Material for this task -
PR #72, opened 2020-09-24
feat: generate a bare-minimal .kmp json

### LINKED ISSUE #51: Create a bare-minimum kmp.json file
This is the metadata file that is included in the generated `.kmp` zip archive.

A bare-minimum KMP must have the following:

```json
{
  "license": "mit", 
  "languages": ["crl", "crj"]
}
```

The license is ALWAYS `"mit"` 😂

And the languages is a list of supported languages (BCP-47), but for now, we should only support one.

Please see: https://help.keyman.com/developer/cloud/model_info/1.0/

jienius:
Fixes #51

### DIFF
--- a/src/worker/generate-modelinfo.ts
+++ b/src/worker/generate-modelinfo.ts
@@ -1,0 +1,46 @@
+/**
+ * Interfaces derived from the keyman documentation: https://help.keyman.com/developer/cloud/model_info/1.0/
+ */
+interface ModelInfo {
+  id?: string;
+  name?: string;
+  authorName?: string;
+  authorEmail?: string;
+  description?: string;
+  license: string;
+  languages?: string[];
+  lastModifiedDate?: string;
+  links?: ModelLinkInfo[];
+  packageFilename?: string;
+  packageFileSize?: number;
+  jsFilename?: string;
+  jsFileSize?: number;
+  isRTL?: boolean;
+  packageIncludes?: string;
+  version?: string;
+  minKeymanVersion?: string;
+  helpLink?: string;
+  sourcePath?: string;
+  related?: ModelRelatedInfo;
+}
+
+interface ModelLinkInfo {
+  name: string;
+  url: string;
+}
+
+interface ModelRelatedInfo {
+  deprecates?: boolean;
+  deprecatedBy?: boolean;
+  note?: string;
+}
+
+/**
+ * Given languages, generate a .kmp json file which contains metadata for .kmp zip archive.
+ */
+export function generateModelInfoJson(languages: string[]): string {
+  const license = "mit";
+  const modelInfo: ModelInfo = { license, languages };
+
+  return JSON.stringify(modelInfo);
+}
--- a/test/test-generate-modelinfo.ts
+++ b/test/test-generate-modelinfo.ts
@@ -1,0 +1,8 @@
+import test from "ava";
+
+import { generateModelInfoJson } from "@worker/generate-modelinfo";
+
+test("it should generate a JSON file with the given contents", async (t) => {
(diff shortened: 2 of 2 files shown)


src/worker/generate-metadata.ts
```diff
@@ -0,0 +1,18 @@
...
+ * Given languages, generate a .kmp json file which contains metadata for .kmp zip archive.
+ */
+export function generateMetadata(languages: string[]): string {
+  const license = "mit";
+  const metadata: Metadata = { license, languages };
+
+  return JSON.stringify(metadata);
+}
+
+export function generateMetadataJson(content: string): Blob {
```
jienius: Any recommendations on how to test Blob? I don't want to do weird juggling of converting it to ArrayBuffer or something

IanSeng: Unit test should be enough in this case. Since **generateMetadataJson** is just a function that return a value, I would isolate the dependencies by providing a mock string into content and test the return value.

src/worker/generate-metadata.ts
```diff
@@ -0,0 +1,18 @@
...
+  return new Blob([content], { type: "application/json" });
+}
```
eddieantonio: Because `createZipWithFiles()` takes in strings and not blobs, funnily enough, you don't need to even generate a blob to solve #51!

```suggestion
```

See: 
https://github.com/eddieantonio/predictive-text-studio/blob/494fde2eed2964f6315bb5d38f85dbdebc4deedf/src/worker/generate-zip.ts#L8-L18

test/test-generate-metadata.ts
```diff
@@ -0,0 +1,8 @@
+import test from "ava";
+
+import { generateMetadata } from "@worker/generate-metadata";
+
+test("it should generate a JSON file with the given contents", async (t) => {
+  const metadata = generateMetadata(["en", "zh"]);
+  t.is(metadata, `{"license":"mit","languages":["en","zh"]}`);
```
eddieantonio: 👍

src/worker/generate-metadata.ts
```diff
@@ -0,0 +1,18 @@
+interface Metadata {
+  license: string;
+  languages: string[];
+}
```
eddieantonio: Could you actually write an interface based on the docs here? https://help.keyman.com/developer/cloud/model_info/1.0/

Here's a formal schema: https://api.keyman.com/schemas/model_info.source.json?_ga=2.49804197.285811810.1600962912-50863687.1550158777

```suggestion
/**
 * See: https://help.keyman.com/developer/cloud/model_info/1.0/
 */
interface ModelInfo {
  license: string;
  languages: string[];
}
```

It seems that only license and languages are required properties; all other properties are optional!

eddieantonio (changes requested):
My biggest suggestion is to delete the blob generating code! :joy:
The other is to more fully specify the `ModelInfo` interface!

src/worker/generate-metadata.ts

Problem - Restate the entries above word for word.

Result of the task -
PR #72, opened 2020-09-24
feat: generate a bare-minimal .kmp json

### LINKED ISSUE #51: Create a bare-minimum kmp.json file
This is the metadata file that is included in the generated `.kmp` zip archive.

A bare-minimum KMP must have the following:

```json
{
  "license": "mit", 
  "languages": ["crl", "crj"]
}
```

The license is ALWAYS `"mit"` 😂

And the languages is a list of supported languages (BCP-47), but for now, we should only support one.

Please see: https://help.keyman.com/developer/cloud/model_info/1.0/

jienius:
Fixes #51

### DIFF
--- a/src/worker/generate-modelinfo.ts
+++ b/src/worker/generate-modelinfo.ts
@@ -1,0 +1,46 @@
+/**
+ * Interfaces derived from the keyman documentation: https://help.keyman.com/developer/cloud/model_info/1.0/
+ */
+interface ModelInfo {
+  id?: string;
+  name?: string;
+  authorName?: string;
+  authorEmail?: string;
+  description?: string;
+  license: string;
+  languages?: string[];
+  lastModifiedDate?: string;
+  links?: ModelLinkInfo[];
+  packageFilename?: string;
+  packageFileSize?: number;
+  jsFilename?: string;
+  jsFileSize?: number;
+  isRTL?: boolean;
+  packageIncludes?: string;
+  version?: string;
+  minKeymanVersion?: string;
+  helpLink?: string;
+  sourcePath?: string;
+  related?: ModelRelatedInfo;
+}
+
+interface ModelLinkInfo {
+  name: string;
+  url: string;
+}
+
+interface ModelRelatedInfo {
+  deprecates?: boolean;
+  deprecatedBy?: boolean;
+  note?: string;
+}
+
+/**
+ * Given languages, generate a .kmp json file which contains metadata for .kmp zip archive.
+ */
+export function generateModelInfoJson(languages: string[]): string {
+  const license = "mit";
+  const modelInfo: ModelInfo = { license, languages };
+
+  return JSON.stringify(modelInfo);
+}
--- a/test/test-generate-modelinfo.ts
+++ b/test/test-generate-modelinfo.ts
@@ -1,0 +1,8 @@
+import test from "ava";
+
+import { generateModelInfoJson } from "@worker/generate-modelinfo";
+
+test("it should generate a JSON file with the given contents", async (t) => {
(diff shortened: 2 of 2 files shown)


src/worker/generate-metadata.ts
```diff
@@ -0,0 +1,18 @@
...
+ * Given languages, generate a .kmp json file which contains metadata for .kmp zip archive.
+ */
+export function generateMetadata(languages: string[]): string {
+  const license = "mit";
+  const metadata: Metadata = { license, languages };
+
+  return JSON.stringify(metadata);
+}
+
+export function generateMetadataJson(content: string): Blob {
```
jienius: Any recommendations on how to test Blob? I don't want to do weird juggling of converting it to ArrayBuffer or something

IanSeng: Unit test should be enough in this case. Since **generateMetadataJson** is just a function that return a value, I would isolate the dependencies by providing a mock string into content and test the return value.

src/worker/generate-metadata.ts
```diff
@@ -0,0 +1,18 @@
...
+  return new Blob([content], { type: "application/json" });
+}
```
eddieantonio: Because `createZipWithFiles()` takes in strings and not blobs, funnily enough, you don't need to even generate a blob to solve #51!

```suggestion
```

See: 
https://github.com/eddieantonio/predictive-text-studio/blob/494fde2eed2964f6315bb5d38f85dbdebc4deedf/src/worker/generate-zip.ts#L8-L18

test/test-generate-metadata.ts
```diff
@@ -0,0 +1,8 @@
+import test from "ava";
+
+import { generateMetadata } from "@worker/generate-metadata";
+
+test("it should generate a JSON file with the given contents", async (t) => {
+  const metadata = generateMetadata(["en", "zh"]);
+  t.is(metadata, `{"license":"mit","languages":["en","zh"]}`);
```
eddieantonio: 👍

src/worker/generate-metadata.ts
```diff
@@ -0,0 +1,18 @@
+interface Metadata {
+  license: string;
+  languages: string[];
+}
```
eddieantonio: Could you actually write an interface based on the docs here? https://help.keyman.com/developer/cloud/model_info/1.0/

Here's a formal schema: https://api.keyman.com/schemas/model_info.source.json?_ga=2.49804197.285811810.1600962912-50863687.1550158777

```suggestion
/**
 * See: https://help.keyman.com/developer/cloud/model_info/1.0/
 */
interface ModelInfo {
  license: string;
  languages: string[];
}
```

It seems that only license and languages are required properties; all other properties are optional!

eddieantonio (changes requested):
My biggest suggestion is to delete the blob generating code! :joy:
The other is to more fully specify the `ModelInfo` interface!

src/worker/generate-metadata.ts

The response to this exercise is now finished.